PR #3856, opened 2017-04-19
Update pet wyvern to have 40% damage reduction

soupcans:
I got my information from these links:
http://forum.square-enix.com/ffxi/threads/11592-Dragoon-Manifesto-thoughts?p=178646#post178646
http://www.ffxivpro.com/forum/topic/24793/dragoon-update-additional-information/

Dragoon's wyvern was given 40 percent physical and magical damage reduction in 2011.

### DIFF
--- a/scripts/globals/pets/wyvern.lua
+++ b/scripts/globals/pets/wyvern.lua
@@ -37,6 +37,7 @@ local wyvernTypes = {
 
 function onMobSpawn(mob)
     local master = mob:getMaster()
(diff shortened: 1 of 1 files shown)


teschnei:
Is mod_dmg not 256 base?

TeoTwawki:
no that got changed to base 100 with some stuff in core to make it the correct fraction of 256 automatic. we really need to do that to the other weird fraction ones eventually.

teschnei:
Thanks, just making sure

...

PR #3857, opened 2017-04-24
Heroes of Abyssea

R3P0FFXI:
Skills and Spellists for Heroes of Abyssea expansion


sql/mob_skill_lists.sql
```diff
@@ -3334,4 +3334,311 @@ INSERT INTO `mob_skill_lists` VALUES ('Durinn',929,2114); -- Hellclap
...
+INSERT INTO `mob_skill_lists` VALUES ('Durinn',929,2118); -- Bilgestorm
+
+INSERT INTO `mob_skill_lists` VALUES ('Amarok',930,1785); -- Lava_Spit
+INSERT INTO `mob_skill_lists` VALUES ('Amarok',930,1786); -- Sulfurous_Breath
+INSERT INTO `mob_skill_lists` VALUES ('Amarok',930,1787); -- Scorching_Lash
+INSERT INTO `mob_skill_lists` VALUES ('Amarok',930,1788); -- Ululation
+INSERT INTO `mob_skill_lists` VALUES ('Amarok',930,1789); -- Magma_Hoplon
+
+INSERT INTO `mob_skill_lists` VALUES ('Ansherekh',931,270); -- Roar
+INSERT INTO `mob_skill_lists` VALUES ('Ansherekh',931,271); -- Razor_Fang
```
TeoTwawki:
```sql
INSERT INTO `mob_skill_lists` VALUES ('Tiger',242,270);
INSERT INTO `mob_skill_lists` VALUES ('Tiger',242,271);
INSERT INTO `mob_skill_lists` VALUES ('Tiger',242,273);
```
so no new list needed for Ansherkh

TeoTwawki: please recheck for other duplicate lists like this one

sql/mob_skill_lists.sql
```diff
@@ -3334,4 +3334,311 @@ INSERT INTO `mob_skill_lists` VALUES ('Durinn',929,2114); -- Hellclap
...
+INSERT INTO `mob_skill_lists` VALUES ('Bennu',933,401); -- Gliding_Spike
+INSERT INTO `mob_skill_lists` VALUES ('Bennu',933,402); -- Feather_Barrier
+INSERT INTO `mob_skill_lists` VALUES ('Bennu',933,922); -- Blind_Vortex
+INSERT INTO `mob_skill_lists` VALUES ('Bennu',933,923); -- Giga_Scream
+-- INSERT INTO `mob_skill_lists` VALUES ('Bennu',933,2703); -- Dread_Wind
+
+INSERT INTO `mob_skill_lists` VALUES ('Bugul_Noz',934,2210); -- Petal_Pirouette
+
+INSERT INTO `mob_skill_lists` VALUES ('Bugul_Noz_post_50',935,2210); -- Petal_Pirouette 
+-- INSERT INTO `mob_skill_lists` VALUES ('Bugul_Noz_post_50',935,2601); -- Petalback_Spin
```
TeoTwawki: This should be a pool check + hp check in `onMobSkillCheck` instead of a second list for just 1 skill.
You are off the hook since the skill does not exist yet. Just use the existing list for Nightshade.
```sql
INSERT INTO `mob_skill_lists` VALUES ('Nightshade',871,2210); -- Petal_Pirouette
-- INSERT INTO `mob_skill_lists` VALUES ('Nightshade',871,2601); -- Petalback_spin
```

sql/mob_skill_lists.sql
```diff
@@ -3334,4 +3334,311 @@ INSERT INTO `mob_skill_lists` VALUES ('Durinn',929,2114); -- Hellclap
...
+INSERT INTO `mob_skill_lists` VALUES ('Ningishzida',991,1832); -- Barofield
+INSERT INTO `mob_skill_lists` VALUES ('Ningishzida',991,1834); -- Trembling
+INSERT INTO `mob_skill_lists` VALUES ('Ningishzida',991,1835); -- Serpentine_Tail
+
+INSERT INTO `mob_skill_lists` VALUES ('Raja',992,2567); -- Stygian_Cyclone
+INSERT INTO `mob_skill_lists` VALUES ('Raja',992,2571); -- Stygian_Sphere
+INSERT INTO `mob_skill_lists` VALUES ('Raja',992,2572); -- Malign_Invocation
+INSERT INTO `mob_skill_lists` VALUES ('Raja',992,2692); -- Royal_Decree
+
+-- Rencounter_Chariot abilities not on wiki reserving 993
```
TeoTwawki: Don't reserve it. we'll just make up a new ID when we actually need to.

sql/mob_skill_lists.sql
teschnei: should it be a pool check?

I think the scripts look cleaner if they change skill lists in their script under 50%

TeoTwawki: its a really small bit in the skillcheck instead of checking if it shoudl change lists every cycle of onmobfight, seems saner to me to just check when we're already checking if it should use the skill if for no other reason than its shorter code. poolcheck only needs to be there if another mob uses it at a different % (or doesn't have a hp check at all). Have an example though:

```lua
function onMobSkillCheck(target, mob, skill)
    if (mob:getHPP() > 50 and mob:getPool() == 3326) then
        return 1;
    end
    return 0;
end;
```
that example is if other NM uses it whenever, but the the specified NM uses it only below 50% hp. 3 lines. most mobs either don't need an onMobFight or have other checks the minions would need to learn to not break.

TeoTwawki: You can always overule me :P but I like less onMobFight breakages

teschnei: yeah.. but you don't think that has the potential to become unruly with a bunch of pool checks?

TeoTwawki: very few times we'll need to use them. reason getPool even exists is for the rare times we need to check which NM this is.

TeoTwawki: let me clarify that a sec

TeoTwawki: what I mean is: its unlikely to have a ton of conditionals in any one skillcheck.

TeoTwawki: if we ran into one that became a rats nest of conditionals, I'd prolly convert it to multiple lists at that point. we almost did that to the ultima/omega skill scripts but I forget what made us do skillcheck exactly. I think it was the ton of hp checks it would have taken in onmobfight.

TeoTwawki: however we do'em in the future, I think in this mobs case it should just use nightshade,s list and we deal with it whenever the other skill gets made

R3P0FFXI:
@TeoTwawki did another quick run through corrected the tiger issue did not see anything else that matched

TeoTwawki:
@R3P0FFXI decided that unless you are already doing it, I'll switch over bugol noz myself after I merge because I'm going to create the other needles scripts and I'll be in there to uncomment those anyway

• [Task item]:
If a line in the records above holds the string "teschnei", copy it out.

• [Expected answer]:
teschnei:
teschnei:
teschnei: should it be a pool check?
teschnei: yeah.. but you don't think that has the potential to become unruly with a bunch of pool checks?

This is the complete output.